Exercise brief: Will you quote all of the entries, word for word?

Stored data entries
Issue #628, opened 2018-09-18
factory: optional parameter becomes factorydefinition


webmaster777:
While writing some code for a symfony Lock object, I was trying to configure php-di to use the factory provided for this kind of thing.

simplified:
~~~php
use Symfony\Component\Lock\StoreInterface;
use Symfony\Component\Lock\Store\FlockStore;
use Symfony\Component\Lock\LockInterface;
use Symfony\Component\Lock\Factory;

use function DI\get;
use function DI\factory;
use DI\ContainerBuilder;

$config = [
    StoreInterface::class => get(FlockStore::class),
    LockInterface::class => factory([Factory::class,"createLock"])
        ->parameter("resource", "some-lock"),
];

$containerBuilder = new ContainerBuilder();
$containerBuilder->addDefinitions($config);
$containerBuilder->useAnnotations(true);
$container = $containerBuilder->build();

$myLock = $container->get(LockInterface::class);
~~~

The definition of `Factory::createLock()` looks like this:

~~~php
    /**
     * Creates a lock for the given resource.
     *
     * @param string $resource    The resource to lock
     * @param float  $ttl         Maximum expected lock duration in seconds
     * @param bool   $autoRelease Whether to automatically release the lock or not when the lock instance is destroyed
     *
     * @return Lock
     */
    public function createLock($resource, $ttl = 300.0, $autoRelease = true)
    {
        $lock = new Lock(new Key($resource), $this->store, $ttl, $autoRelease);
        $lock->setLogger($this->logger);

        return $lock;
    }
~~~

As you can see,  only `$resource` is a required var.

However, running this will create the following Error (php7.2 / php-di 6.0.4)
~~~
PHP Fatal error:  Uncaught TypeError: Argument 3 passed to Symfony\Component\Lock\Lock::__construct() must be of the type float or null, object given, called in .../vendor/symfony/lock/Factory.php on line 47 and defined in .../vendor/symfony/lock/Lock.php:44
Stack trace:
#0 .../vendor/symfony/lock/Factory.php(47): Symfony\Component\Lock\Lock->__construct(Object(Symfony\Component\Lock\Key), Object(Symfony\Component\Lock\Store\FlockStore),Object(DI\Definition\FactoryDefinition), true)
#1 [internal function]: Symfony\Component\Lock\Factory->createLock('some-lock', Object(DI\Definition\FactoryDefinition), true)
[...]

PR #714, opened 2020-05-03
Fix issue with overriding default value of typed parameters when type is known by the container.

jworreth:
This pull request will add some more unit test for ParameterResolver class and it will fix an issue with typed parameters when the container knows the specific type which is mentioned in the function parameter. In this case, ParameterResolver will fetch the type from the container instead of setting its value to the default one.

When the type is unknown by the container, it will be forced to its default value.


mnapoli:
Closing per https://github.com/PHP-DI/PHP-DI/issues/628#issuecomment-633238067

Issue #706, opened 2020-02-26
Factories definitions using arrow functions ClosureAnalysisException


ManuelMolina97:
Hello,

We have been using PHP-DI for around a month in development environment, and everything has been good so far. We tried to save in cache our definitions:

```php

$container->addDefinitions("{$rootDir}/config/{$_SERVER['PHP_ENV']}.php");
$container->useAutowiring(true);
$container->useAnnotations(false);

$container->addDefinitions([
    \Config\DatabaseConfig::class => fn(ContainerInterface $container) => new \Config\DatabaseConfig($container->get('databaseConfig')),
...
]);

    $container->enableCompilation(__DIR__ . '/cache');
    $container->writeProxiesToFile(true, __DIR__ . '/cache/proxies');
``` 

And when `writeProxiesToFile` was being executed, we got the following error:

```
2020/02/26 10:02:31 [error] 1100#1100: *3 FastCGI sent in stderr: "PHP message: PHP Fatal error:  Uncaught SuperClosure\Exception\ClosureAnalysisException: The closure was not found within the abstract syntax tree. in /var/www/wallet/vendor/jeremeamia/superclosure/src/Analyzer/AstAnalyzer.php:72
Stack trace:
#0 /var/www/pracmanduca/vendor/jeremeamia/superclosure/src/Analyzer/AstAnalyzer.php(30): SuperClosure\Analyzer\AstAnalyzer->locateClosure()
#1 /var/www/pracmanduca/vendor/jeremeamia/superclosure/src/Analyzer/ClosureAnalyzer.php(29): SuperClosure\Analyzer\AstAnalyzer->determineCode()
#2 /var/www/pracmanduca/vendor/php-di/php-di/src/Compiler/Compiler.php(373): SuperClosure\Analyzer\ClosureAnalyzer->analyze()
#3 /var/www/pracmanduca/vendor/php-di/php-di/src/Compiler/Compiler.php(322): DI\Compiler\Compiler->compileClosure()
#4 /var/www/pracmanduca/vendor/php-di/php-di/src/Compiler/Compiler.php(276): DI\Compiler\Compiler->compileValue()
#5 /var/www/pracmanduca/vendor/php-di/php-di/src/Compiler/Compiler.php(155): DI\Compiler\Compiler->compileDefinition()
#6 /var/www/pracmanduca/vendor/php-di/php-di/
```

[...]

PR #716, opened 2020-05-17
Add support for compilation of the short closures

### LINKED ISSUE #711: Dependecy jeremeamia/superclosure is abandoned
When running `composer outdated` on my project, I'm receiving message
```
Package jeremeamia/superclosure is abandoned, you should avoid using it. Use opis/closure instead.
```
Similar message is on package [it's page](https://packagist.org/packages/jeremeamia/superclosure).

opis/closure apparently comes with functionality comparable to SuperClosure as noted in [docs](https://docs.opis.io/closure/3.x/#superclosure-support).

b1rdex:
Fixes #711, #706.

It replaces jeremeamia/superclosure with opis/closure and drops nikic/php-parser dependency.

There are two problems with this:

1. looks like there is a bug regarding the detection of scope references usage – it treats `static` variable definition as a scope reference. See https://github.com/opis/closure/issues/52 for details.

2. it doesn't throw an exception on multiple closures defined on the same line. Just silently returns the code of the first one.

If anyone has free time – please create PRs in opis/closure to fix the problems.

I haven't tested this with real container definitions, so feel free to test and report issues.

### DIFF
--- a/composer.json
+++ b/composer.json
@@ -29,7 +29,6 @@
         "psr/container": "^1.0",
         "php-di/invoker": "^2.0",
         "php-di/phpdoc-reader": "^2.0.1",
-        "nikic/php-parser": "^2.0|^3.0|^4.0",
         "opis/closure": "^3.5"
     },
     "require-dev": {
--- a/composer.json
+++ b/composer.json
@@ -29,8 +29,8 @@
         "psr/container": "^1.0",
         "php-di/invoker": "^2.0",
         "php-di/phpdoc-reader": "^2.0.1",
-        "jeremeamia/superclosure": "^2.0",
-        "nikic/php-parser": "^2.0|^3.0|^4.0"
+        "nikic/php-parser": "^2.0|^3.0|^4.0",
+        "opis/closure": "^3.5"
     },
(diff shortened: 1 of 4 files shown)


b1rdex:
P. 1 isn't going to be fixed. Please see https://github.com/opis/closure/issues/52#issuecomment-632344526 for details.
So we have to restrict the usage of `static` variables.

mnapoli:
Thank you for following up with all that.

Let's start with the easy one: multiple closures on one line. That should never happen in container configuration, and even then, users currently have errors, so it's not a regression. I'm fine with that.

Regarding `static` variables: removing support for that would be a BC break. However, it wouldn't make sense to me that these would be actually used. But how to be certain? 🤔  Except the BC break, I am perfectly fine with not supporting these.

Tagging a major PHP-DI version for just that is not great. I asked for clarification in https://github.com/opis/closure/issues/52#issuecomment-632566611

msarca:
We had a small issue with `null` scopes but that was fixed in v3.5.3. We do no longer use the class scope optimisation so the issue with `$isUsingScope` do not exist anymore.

Response to the task:
Issue #628, opened 2018-09-18
factory: optional parameter becomes factorydefinition


webmaster777:
While writing some code for a symfony Lock object, I was trying to configure php-di to use the factory provided for this kind of thing.

simplified:
~~~php
use Symfony\Component\Lock\StoreInterface;
use Symfony\Component\Lock\Store\FlockStore;
use Symfony\Component\Lock\LockInterface;
use Symfony\Component\Lock\Factory;

use function DI\get;
use function DI\factory;
use DI\ContainerBuilder;

$config = [
    StoreInterface::class => get(FlockStore::class),
    LockInterface::class => factory([Factory::class,"createLock"])
        ->parameter("resource", "some-lock"),
];

$containerBuilder = new ContainerBuilder();
$containerBuilder->addDefinitions($config);
$containerBuilder->useAnnotations(true);
$container = $containerBuilder->build();

$myLock = $container->get(LockInterface::class);
~~~

The definition of `Factory::createLock()` looks like this:

~~~php
    /**
     * Creates a lock for the given resource.
     *
     * @param string $resource    The resource to lock
     * @param float  $ttl         Maximum expected lock duration in seconds
     * @param bool   $autoRelease Whether to automatically release the lock or not when the lock instance is destroyed
     *
     * @return Lock
     */
    public function createLock($resource, $ttl = 300.0, $autoRelease = true)
    {
        $lock = new Lock(new Key($resource), $this->store, $ttl, $autoRelease);
        $lock->setLogger($this->logger);

        return $lock;
    }
~~~

As you can see,  only `$resource` is a required var.

However, running this will create the following Error (php7.2 / php-di 6.0.4)
~~~
PHP Fatal error:  Uncaught TypeError: Argument 3 passed to Symfony\Component\Lock\Lock::__construct() must be of the type float or null, object given, called in .../vendor/symfony/lock/Factory.php on line 47 and defined in .../vendor/symfony/lock/Lock.php:44
Stack trace:
#0 .../vendor/symfony/lock/Factory.php(47): Symfony\Component\Lock\Lock->__construct(Object(Symfony\Component\Lock\Key), Object(Symfony\Component\Lock\Store\FlockStore),Object(DI\Definition\FactoryDefinition), true)
#1 [internal function]: Symfony\Component\Lock\Factory->createLock('some-lock', Object(DI\Definition\FactoryDefinition), true)
[...]

PR #714, opened 2020-05-03
Fix issue with overriding default value of typed parameters when type is known by the container.

jworreth:
This pull request will add some more unit test for ParameterResolver class and it will fix an issue with typed parameters when the container knows the specific type which is mentioned in the function parameter. In this case, ParameterResolver will fetch the type from the container instead of setting its value to the default one.

When the type is unknown by the container, it will be forced to its default value.


mnapoli:
Closing per https://github.com/PHP-DI/PHP-DI/issues/628#issuecomment-633238067

Issue #706, opened 2020-02-26
Factories definitions using arrow functions ClosureAnalysisException


ManuelMolina97:
Hello,

We have been using PHP-DI for around a month in development environment, and everything has been good so far. We tried to save in cache our definitions:

```php

$container->addDefinitions("{$rootDir}/config/{$_SERVER['PHP_ENV']}.php");
$container->useAutowiring(true);
$container->useAnnotations(false);

$container->addDefinitions([
    \Config\DatabaseConfig::class => fn(ContainerInterface $container) => new \Config\DatabaseConfig($container->get('databaseConfig')),
...
]);

    $container->enableCompilation(__DIR__ . '/cache');
    $container->writeProxiesToFile(true, __DIR__ . '/cache/proxies');
``` 

And when `writeProxiesToFile` was being executed, we got the following error:

```
2020/02/26 10:02:31 [error] 1100#1100: *3 FastCGI sent in stderr: "PHP message: PHP Fatal error:  Uncaught SuperClosure\Exception\ClosureAnalysisException: The closure was not found within the abstract syntax tree. in /var/www/wallet/vendor/jeremeamia/superclosure/src/Analyzer/AstAnalyzer.php:72
Stack trace:
#0 /var/www/pracmanduca/vendor/jeremeamia/superclosure/src/Analyzer/AstAnalyzer.php(30): SuperClosure\Analyzer\AstAnalyzer->locateClosure()
#1 /var/www/pracmanduca/vendor/jeremeamia/superclosure/src/Analyzer/ClosureAnalyzer.php(29): SuperClosure\Analyzer\AstAnalyzer->determineCode()
#2 /var/www/pracmanduca/vendor/php-di/php-di/src/Compiler/Compiler.php(373): SuperClosure\Analyzer\ClosureAnalyzer->analyze()
#3 /var/www/pracmanduca/vendor/php-di/php-di/src/Compiler/Compiler.php(322): DI\Compiler\Compiler->compileClosure()
#4 /var/www/pracmanduca/vendor/php-di/php-di/src/Compiler/Compiler.php(276): DI\Compiler\Compiler->compileValue()
#5 /var/www/pracmanduca/vendor/php-di/php-di/src/Compiler/Compiler.php(155): DI\Compiler\Compiler->compileDefinition()
#6 /var/www/pracmanduca/vendor/php-di/php-di/
```

[...]

PR #716, opened 2020-05-17
Add support for compilation of the short closures

### LINKED ISSUE #711: Dependecy jeremeamia/superclosure is abandoned
When running `composer outdated` on my project, I'm receiving message
```
Package jeremeamia/superclosure is abandoned, you should avoid using it. Use opis/closure instead.
```
Similar message is on package [it's page](https://packagist.org/packages/jeremeamia/superclosure).

opis/closure apparently comes with functionality comparable to SuperClosure as noted in [docs](https://docs.opis.io/closure/3.x/#superclosure-support).

b1rdex:
Fixes #711, #706.

It replaces jeremeamia/superclosure with opis/closure and drops nikic/php-parser dependency.

There are two problems with this:

1. looks like there is a bug regarding the detection of scope references usage – it treats `static` variable definition as a scope reference. See https://github.com/opis/closure/issues/52 for details.

2. it doesn't throw an exception on multiple closures defined on the same line. Just silently returns the code of the first one.

If anyone has free time – please create PRs in opis/closure to fix the problems.

I haven't tested this with real container definitions, so feel free to test and report issues.

### DIFF
--- a/composer.json
+++ b/composer.json
@@ -29,7 +29,6 @@
         "psr/container": "^1.0",
         "php-di/invoker": "^2.0",
         "php-di/phpdoc-reader": "^2.0.1",
-        "nikic/php-parser": "^2.0|^3.0|^4.0",
         "opis/closure": "^3.5"
     },
     "require-dev": {
--- a/composer.json
+++ b/composer.json
@@ -29,8 +29,8 @@
         "psr/container": "^1.0",
         "php-di/invoker": "^2.0",
         "php-di/phpdoc-reader": "^2.0.1",
-        "jeremeamia/superclosure": "^2.0",
-        "nikic/php-parser": "^2.0|^3.0|^4.0"
+        "nikic/php-parser": "^2.0|^3.0|^4.0",
+        "opis/closure": "^3.5"
     },
(diff shortened: 1 of 4 files shown)


b1rdex:
P. 1 isn't going to be fixed. Please see https://github.com/opis/closure/issues/52#issuecomment-632344526 for details.
So we have to restrict the usage of `static` variables.

mnapoli:
Thank you for following up with all that.

Let's start with the easy one: multiple closures on one line. That should never happen in container configuration, and even then, users currently have errors, so it's not a regression. I'm fine with that.

Regarding `static` variables: removing support for that would be a BC break. However, it wouldn't make sense to me that these would be actually used. But how to be certain? 🤔  Except the BC break, I am perfectly fine with not supporting these.

Tagging a major PHP-DI version for just that is not great. I asked for clarification in https://github.com/opis/closure/issues/52#issuecomment-632566611

msarca:
We had a small issue with `null` scopes but that was fixed in v3.5.3. We do no longer use the class scope optimisation so the issue with `$isUsingScope` do not exist anymore.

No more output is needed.